Keep also in mind that (as
with CRYSIS) in order to fully enjoy the game, barely meeting the
minimum requirements means you will barely experience the game. I refuse
to deal with WinVISTA so, obviously, this review pertains to DirectX-9.
The game is also DirectX-10 compatible, something I cannot comment on
though. And now for some good news.
UBISOFT has been recently hit
with a $5million class-action suit for hardware (OK, "allegedly")
damaged by StarForce bundled with its games. Since, they have announced
to be abandoning its StarForce partnership - so let's all rejoice:
unlike other UBISOFT games, ASSASSIN's CREED does NOT sport StarForce!
Instead, a much milder SafeDisc is used.
It is a pity it took
litigation to finally listen to their own customers (suing StarForce
would make much more sense, but try finding them in Russia!), but let's
count our blessings.
So, overall, this is a well made and
beautiful, immersing (although quite short) game that needed more work
in PC optimization (where it looses 1 star Overall) and character
control (where it looses 1 star for Fun).
As Altair himself would
have put it: "Nothing is true. Everything is permitted."
Well, not
everything - and certainly NOT StarForce.

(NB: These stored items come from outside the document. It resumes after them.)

PR #183, opened 2023-12-29
[17.0][MIG] product_fao_fishing: Migration to 17.0

youelEl:


gurneyalex (approved):

pedrobaeza:
@gurneyalex please try to avoid to launch too many merge commands in the same branch for avoiding to repeat again and again the CIs. Merge one, and when done, launch the following. This branch is not very heavy (for now), but on other branches with a lot of modules, it struggles whole OCA queues.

PC version is locked in at a widescreen ratio but
still entertaining game... for a while.
Just a warning... if you have
a standard non-widescreen monitor, the pc version of Assassin's Creed
is locked in at a widescreen ratio. There is no option for full screen
either. Which means that it will play on a standard monitor but the
black bars on top and bottom are huge! They take up half the screen.

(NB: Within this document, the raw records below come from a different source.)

PR #185, opened 2023-12-29
[16.0][FIX] uom_unece: fix unece code for kilometer

alexis-via:
Migration script to fix the unece code is provided. Re-order data/unece.xml to be consistent with uom/data/uom_data.xml
See comment in the XML file to know more about the cause of the initial error.
I found this bug while reading the new unece mapping of odoo v17 https://github.com/odoo/odoo/blob/17.0/addons/account/models/uom_uom.py#L20


rlemeur (approved):

pedrobaeza (changes requested):
No need of migration scripts, as they are noupdate=0.

Please also don't increase the diff "reordering" things, as they don't add value and complicate the review or later blame.

alexis-via:
@pedrobaeza We need a migration script because the data uom.uom added by the "uom" module is noupdate=1
https://github.com/odoo/odoo/blob/16.0/addons/uom/data/uom_data.xml#L2
The noupdate=0 in the module is meaning less. I'll remove it.

alexis-via:
@pedrobaeza I answered your remark. Could you remove your change request please ?

pedrobaeza (approved):
/ocabot merge minor

alexis-via:
Thanks Pedro !

PR #187, opened 2023-12-30
[FIX] [15.0] base_iso3166 breaking tests if code is False

ghost:
The module currently breaks tests in "delivery_multi_destination".

I added a test if code is False before getattr.

https://github.com/OCA/delivery-carrier/actions/runs/7362481660/job/20040960822?pr=751

Bildschirmfoto 2023-12-30 um 08 20 17

### DIFF
--- a/base_iso3166/models/res_country.py
+++ b/base_iso3166/models/res_country.py
@@ -27,7 +27,9 @@ class ResCountry(models.Model):
 
     @api.depends("code")
     def _compute_codes(self):
-        for country in self:
+        self.code_alpha3 = False
+        self.code_numeric = False
+        for country in self.filtered("code"):
             c = False
             for country_type in ["countries", "historic_countries"]:
                 try:
@@ -39,6 +41,3 @@ class ResCountry(models.Model):
             if c:
                 country.code_alpha3 = getattr(c, "alpha_3", getattr(c, "alpha3", False))
                 country.code_numeric = c.numeric
-            else:
-                country.code_alpha3 = False
-                country.code_numeric = False


base_iso3166/models/res_country.py
```diff
@@ -29,13 +33,15 @@ class ResCountry(models.Model):
     def _compute_codes(self):
         for country in self:
```
pedrobaeza:
```suggestion
        for country in self.filtered("code"):
```

pedrobaeza (changes requested):
Don't add logger. It's annoying. And reduce the diff simply filtering on the for.

base_iso3166/models/res_country.py
ghost: A) in the case of code=False, it's not calculating  "code_alpha3" and "code_numeric" which will produce errors
-> I would need to handle this case outside of the loop which would make the code more complex.
or do I miss something?

pedrobaeza: Do a previous `self.code_alpha3 = False`. And please squash everything in one commit.

pedrobaeza: You are still not implementing this and changing the existing code, so CI has broken

base_iso3166/models/res_country.py
```diff
@@ -27,18 +27,18 @@ class ResCountry(models.Model):
...
+        for country in self.filtered("code"):
             c = False
-            for country_type in ["countries", "historic_countries"]:
-                try:
-                    c = getattr(pycountry, country_type).get(alpha_2=country.code)
-                except KeyError:
-                    c = getattr(pycountry, country_type).get(alpha2=country.code)
-                if c:
-                    break
+            if country.code:
```
pedrobaeza: Remove this `if` and restore the previous code, and you still have several commits.

ghost:
now it should be a clean commit

base_iso3166/models/res_country.py
```diff
@@ -27,18 +27,15 @@ class ResCountry(models.Model):
...
-        for country in self:
+        self.code_alpha3 = False
+        self.code_numeric = False
+        for country in self.filtered("code"):
             c = False
             for country_type in ["countries", "historic_countries"]:
                 try:
                     c = getattr(pycountry, country_type).get(alpha_2=country.code)
                 except KeyError:
-                    c = getattr(pycountry, country_type).get(alpha2=country.code)
```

This might be something to consider before purchasing this game if you
have a standard full screen size monitor. It doesn't matter which
resolution you choose, the black bars will be huge on a regular 4:3
monitor. I chose 1024 x 768, 1280 x 960, and 1280 x 1024: all the same:
huge black bars.
The game itself is still very entertaining but
the controls on the pc take some getting used to. In fact, you can
definitely tell this game was meant to be played on the console not the
pc. Once you get used to the pc controls, the game become much more
enjoyable.
The graphics are incredibly good although it seemed
like the further I got in the game, the more faded the graphics looked
in places on the pc version. Also, I really, really like the amount of
freedom you have in Assassin's Creed. You can choose however you want to
accomplish each objective and whatever order you want. The game is
pretty open that way. You can explore the city for hours if you want
before doing the objectives too.
Because of the inability to play in full screen and the awkward controls on the pc, I'd rather play this particular game on the PS3 or xbox 360. Even on the console, there is still a problem with the game play. It gets pretty redundant after a while. How many times can you protect a citizen, pick pocket, etc.? After about the 4th or 5th assassination, you might start to get a little bored with this game. There are 9 assassinations you must make and I really started to lose interest after the 4th or 5th one. It gets to be the same thing over and over again.